И кинула в него лопатой, не задев его. Он побежал широкими шагами, согнувшись вдвое, с головой на высоте бедер, как преследуемые браконьеры. И из лесу пустил ей звонкое кукареку.
Женщины подходили.
Жермена глядела перед собой долго-долго, погруженная в мысли.
V
Как Жермена сказала Ищи-Свищи, она была дочерью лесничего Нарцисса Мокора, убитого молнией почти пятнадцать лет тому назад в лесу Дубняков.
Она провела первую часть своей жизни в печальной, строгой и чопорной сторожке в постоянной близости со своей матерью, женщиной, любившей порядок, которая еще по смерти Мокора была самой красивой женщиной в краю. Лесничий почти весь день проводил, охраняя государственные леса, а они оставались совершенно одни в этом домике, прилегавшем к лесу, следя сквозь спущенные занавески за колебанием деревьев, сиянием солнца и накрапывающим дождем.

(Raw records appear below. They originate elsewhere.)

PR #42, opened 2017-09-13
Initial TDES-OFB and Keywrap commit

bfussell:
Still needs more testing with NIST server, but functionally working.

### DIFF
--- a/app/app_main.c
+++ b/app/app_main.c
@@ -73,6 +73,7 @@ int dsa_builtin_paramgen(DSA *ret, size_t bits, size_t qbits,
 static ACVP_RESULT app_aes_handler_aead(ACVP_TEST_CASE *test_case);
 static ACVP_RESULT app_aes_keywrap_handler(ACVP_TEST_CASE *test_case);
 static ACVP_RESULT app_aes_handler(ACVP_TEST_CASE *test_case);
+static ACVP_RESULT app_des_keywrap_handler(ACVP_TEST_CASE *test_case);
 static ACVP_RESULT app_des_handler(ACVP_TEST_CASE *test_case);
 static ACVP_RESULT app_sha_handler(ACVP_TEST_CASE *test_case);
 static ACVP_RESULT app_hmac_handler(ACVP_TEST_CASE *test_case);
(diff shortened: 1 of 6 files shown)


app/app_main.c
```diff
@@ -1562,47 +1563,98 @@ static ACVP_RESULT app_aes_keywrap_handler(ACVP_TEST_CASE *test_case)
...
+        if (c_len <= 0) {
+            printf("Error: key wrap operation failed (%d)\n", c_len);
+            return ACVP_CRYPTO_MODULE_FAIL;
+        } else {
+            tc->ct_len = c_len;
+        }
+    } else if (tc->direction == ACVP_DIR_DECRYPT) {
+        EVP_CIPHER_CTX_set_flags(&cipher_ctx, EVP_CIPHER_CTX_FLAG_WRAP_ALLOW);
+        EVP_CipherInit_ex(&cipher_ctx, cipher, NULL, tc->key, NULL, 0);
+        c_len = EVP_Cipher(&cipher_ctx, tc->pt, tc->ct, tc->ct_len);
```
elliemdaw: Is the behavior of EVP_Cipher and EVP_Cipher_Update different in these handlers?

src/acvp_des.c
```diff
@@ -690,15 +692,18 @@ ACVP_RESULT acvp_des_kat_handler(ACVP_CTX *ctx, JSON_Object *obj)
 
                 /* Process the current DES encrypt test vector... */
                 rv = (cap->crypto_handler)(&tc);
+
                 if (rv != ACVP_SUCCESS) {
-                    ACVP_LOG_ERR("crypto module failed the operation");
-                    return ACVP_CRYPTO_MODULE_FAIL;
+                    if (rv != ACVP_CRYPTO_WRAP_FAIL) {
```
elliemdaw: We don't fail on wrap failure?

bfussell: It is an expected failure.  The server will send some decrypts that don't work and we need to return
"decryptFail" : true rather than the plaintext.

app/app_main.c
bfussell: Good catch, while playing around with this trying to make it work I tried CIPHER_Update.  Still didn't work with the server.  So I know this needs work, in fact this test may be something we don't support - I have a question out to Harold on whether NIST uses the same TDES-KW that openssl supports.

Отец возвращался в полдень. На некоторое время дом оживлялся звоном посуды. Под дубовыми потолками пробуждалась с шумом жизнь, мелькавшая по стенам, оклеенным обоями с голубыми цветочками, и мать, лесничий и дочка усаживались за один стол, словно изумленные, что находятся вместе.
Ни малейшая веселость не нарушала мирного жития этих трех существ, живших вместе два-три часа.

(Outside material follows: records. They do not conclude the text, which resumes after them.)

PR #43, opened 2017-09-22
Interop with NIST server for HMAC

bfussell:
Some bit/byte changes and pass the maclen to the app in case some other
app may need it.


src/acvp.c
```diff
@@ -4559,7 +4559,7 @@ static ACVP_RESULT acvp_get_result_vsid(ACVP_CTX *ctx, int vs_id)
     JSON_Value *val;
     JSON_Object *obj = NULL;
     char *json_buf;
-    int retry_count = 2700; /* 15 minutes*/
+    int retry_count = 900; /* 15 minutes*/
```
rygrange: The only change I would make is to change the retry count comment (I assume it should now say 5 minutes). Other than that looks good

bfussell: 900 is 15 minutes. The 2700 had incorrectly been committed(probably by me) when I extended the time to help NIST debug TDES-OFB.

Нарцисс Мокор -- по характеру меланхоличный и нелюдимый -- любил свою жену и дочь ровным чувством, затаенным в самой глубине души. Он жил среди них, уйдя в самого себя, с приступами подагры при переменах погоды. Застыв неподвижно, положив ноги на скамейку, он сидел так у очага, глядя на подходивших к нему Мадлэну -- его жену, и маленькую Жермену, не говоря ни слова, и дни непомерно тянулись длинной чередой. Постепенно семейную жизнь обдало ледяным холодком, и только между матерью и девочкой установилось более живое чувство, проявлявшееся сильнее, когда отсутствовал отец.

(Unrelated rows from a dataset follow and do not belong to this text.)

PR #45, opened 2017-12-14
Fix TDES-CFB1 for new testcase format

bfussell:


src/acvp_des.c
```diff
@@ -650,19 +650,23 @@ ACVP_RESULT acvp_des_kat_handler(ACVP_CTX *ctx, JSON_Object *obj)
                 if (!pt) return (ACVP_MALFORMED_JSON);
 
                 if (alg_id == ACVP_TDES_CFB1) {
-                    ptlen = strlen((char *)pt)*(8);
+                    ptlen = (unsigned int)json_object_get_number(testobj, "ptLen");
+                    if (!ptlen) 
+                        ptlen = strlen((char *)pt)*(8/2);
```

При выходе замуж Мадлэна принесла в приданое поле, немного мебели и постельное белье с накладками. У Нарцисса же был дом, который он получил от отца, бывшего лесничим, как и он. И, благодаря умелой хозяйственности, довольство осенило этот дом, заботливо содержимый, фасад которого, выбеленный известкой, говорил о внутреннем благоустройстве.
Жермене было шесть лет, когда, с наступлением ночи, в одну субботу июля месяца, дровосеки принесли на сплетенных ветвях лесничего, убитого молнией во время его послеобеденного обхода. Мадлэна скорбела глубоко и тихо. Она теряла в Нарциссе не столько любимого человека, сколько опору дома и отца своего ребенка. Она предвидела для себя впереди большую тяжесть и более суровую ответственность. Кроме того, это рушило заведенный обычай, и за столом оказывалось пустое место, всегда занятое в прежнее время.
Проходили месяцы. Двери и окна оставались закрытыми, как прежде. Смерть не всколыхнула жизни. Только девочка, не обеспокоенная суровостью отца, стала более подвижной и по-детски резвой. И целый день мелькало ее цветущее личико среди цветов сада, среди мигавших крылышками бабочек и оживлялось краской игры, то прячась, то вновь появляясь в чаще высокой травы.